Microstructure and mechanical characterization of additively manufactured Fe11Cr8Ni5Co3Mo martensitic stainless steel

Abstract

This study investigates the impact of various printing processes on the microstructure, grain orientation, dislocation density, residual stresses, and mechanical properties of Fe11Cr8Ni5Co3Mo0.2Si0.16Al0.12 V martensitic aged stainless steels produced through laser-based powder bed fusion (LPBF) using different processing parameters. The LPBF samples displayed varying densities, dislocation densities, and grain orientations with different combinations of process parameters.
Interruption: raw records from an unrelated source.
PR #3007, opened 2024-12-20
Fixed type incompatibility for size prop of AppButton in OfferActions Component

### LINKED ISSUE #2979: (SP: 1) Fix type incompatibility for size prop of AppButton in OfferActions Component
There is a type mismatch error in the OfferActions component where the `size` prop passed to `AppButton` is incompatible with the expected type in `AppButtonProps`.

File Path:
`src/components/offer-card/offer-actions/OfferActions.tsx`

Code:
image

Problem:
image

SofiiaYevush:
Extended the `size` prop type for the `AppButton` component to include the `SizeEnum` values (`'small' | 'medium' | 'large' | 'extraLarge' | 'xxl' `). This enables passing `size` values as strings, improving compatibility with MUI.

This change is aligned with SizeEnum definitions:
`common.enums.ts`:
image

### DIFF
--- a/src/components/app-button/AppButton.tsx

Sample 3 showed the highest densification effect, dislocation density ranged from 6.23 × 1013 m−2-1.164 × 1014 m−2. The horizontally crystallographic texture is primarily 〈111〉 orientation, it was observed that sample 3 also had a 〈001〉 orientation. The building direction has strong Gaussian texture {110} 〈001〉. The residual stress is compressive residual stress, and the maximum residual stress is depicted in sample 6, which is −222.8 ± 16.8 MPa. The optimal combination for the ultimate tensile strength and elongation was achieved using a laser power of 200 W, scanning speed of 1000 mm/s, hatch spacing of 100 μm, layer thickness of 30 μm, and laser energy density of 66.7 J/mm3. The total yield strength increase in the LPBF MSS samples, 60% can be attributed to the intensification of dislocations, with the contributions to intensity ranked in the order of σd>σt>σgb>σp.